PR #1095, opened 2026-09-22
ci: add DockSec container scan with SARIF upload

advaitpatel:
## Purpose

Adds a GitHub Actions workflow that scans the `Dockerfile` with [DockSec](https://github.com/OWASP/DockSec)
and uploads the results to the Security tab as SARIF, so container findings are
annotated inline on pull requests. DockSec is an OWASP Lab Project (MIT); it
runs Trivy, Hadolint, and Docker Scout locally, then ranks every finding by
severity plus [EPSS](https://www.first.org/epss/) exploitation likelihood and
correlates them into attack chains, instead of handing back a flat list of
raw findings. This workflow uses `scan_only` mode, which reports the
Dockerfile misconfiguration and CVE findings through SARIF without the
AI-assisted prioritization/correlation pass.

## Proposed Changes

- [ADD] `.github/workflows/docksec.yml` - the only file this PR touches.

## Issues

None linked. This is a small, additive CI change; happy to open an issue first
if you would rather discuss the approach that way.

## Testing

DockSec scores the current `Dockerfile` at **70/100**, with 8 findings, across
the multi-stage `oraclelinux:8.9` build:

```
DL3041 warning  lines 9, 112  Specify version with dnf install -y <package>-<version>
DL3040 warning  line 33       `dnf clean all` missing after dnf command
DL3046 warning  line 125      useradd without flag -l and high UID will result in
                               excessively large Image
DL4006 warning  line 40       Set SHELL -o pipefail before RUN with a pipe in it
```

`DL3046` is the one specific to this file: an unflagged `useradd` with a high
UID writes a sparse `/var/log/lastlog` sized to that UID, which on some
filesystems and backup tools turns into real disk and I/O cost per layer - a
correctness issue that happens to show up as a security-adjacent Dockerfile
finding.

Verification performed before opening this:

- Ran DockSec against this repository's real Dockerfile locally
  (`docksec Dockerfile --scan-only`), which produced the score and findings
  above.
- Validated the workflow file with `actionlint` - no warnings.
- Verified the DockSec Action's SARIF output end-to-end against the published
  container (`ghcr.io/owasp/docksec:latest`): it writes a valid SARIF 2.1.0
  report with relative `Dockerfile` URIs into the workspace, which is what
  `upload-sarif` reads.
* * *
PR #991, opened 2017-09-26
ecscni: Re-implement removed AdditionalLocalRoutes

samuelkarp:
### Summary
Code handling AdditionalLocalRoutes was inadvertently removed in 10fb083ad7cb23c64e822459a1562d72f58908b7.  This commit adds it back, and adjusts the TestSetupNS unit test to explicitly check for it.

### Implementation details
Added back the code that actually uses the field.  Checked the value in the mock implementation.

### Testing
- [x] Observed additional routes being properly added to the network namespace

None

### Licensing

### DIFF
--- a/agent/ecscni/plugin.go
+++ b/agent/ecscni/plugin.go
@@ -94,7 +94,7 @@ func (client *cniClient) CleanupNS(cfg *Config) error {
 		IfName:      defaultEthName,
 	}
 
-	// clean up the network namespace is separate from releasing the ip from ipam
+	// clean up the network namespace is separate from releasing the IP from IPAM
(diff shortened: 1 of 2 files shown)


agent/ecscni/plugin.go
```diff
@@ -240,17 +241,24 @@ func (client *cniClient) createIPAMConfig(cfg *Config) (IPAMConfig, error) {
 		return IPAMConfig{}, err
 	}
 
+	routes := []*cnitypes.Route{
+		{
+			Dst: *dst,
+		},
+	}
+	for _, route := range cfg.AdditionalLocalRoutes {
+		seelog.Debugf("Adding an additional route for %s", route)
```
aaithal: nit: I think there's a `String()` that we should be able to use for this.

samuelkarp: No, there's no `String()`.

- Problem description -
Each line above that contains the string "opened" should be identified and copied.

- Expected answer -
PR #1095, opened 2026-09-22
PR #991, opened 2017-09-26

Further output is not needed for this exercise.